RECORDS SUPPLIED below:

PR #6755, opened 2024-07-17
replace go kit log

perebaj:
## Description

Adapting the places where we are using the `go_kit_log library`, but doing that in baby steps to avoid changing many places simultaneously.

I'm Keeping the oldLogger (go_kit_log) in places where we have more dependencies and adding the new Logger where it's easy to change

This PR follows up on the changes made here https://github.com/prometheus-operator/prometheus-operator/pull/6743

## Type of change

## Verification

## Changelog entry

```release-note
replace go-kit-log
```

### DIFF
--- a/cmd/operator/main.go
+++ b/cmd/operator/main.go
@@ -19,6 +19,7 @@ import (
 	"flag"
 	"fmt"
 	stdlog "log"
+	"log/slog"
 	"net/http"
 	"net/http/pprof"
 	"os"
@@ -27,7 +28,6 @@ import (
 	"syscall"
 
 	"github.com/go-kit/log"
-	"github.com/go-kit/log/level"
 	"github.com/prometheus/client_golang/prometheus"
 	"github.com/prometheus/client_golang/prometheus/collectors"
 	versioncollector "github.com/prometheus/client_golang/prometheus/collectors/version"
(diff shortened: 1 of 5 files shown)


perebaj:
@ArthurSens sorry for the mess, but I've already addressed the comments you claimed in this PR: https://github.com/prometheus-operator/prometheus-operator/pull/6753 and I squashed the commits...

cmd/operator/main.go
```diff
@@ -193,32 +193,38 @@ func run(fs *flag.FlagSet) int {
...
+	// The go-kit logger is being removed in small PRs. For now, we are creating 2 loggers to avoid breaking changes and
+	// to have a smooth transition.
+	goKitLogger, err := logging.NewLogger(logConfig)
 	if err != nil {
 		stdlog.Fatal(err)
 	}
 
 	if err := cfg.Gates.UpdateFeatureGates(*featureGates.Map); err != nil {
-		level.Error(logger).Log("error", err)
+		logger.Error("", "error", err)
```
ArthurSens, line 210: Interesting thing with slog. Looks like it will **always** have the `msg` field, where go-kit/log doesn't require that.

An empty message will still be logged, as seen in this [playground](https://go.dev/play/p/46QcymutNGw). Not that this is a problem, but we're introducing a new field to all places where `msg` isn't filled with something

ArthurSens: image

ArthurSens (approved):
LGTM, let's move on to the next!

End of RECORDS SUPPLIED.

§ **EXERCISE**:
Locate the line that contains "An empty message", then please quote it and every line after it to the end of the entries above, exactly and with nothing else.

§ **FINISHED TASK**:
An empty message will still be logged, as seen in this [playground](https://go.dev/play/p/46QcymutNGw). Not that this is a problem, but we're introducing a new field to all places where `msg` isn't filled with something

ArthurSens: image

ArthurSens (approved):
LGTM, let's move on to the next!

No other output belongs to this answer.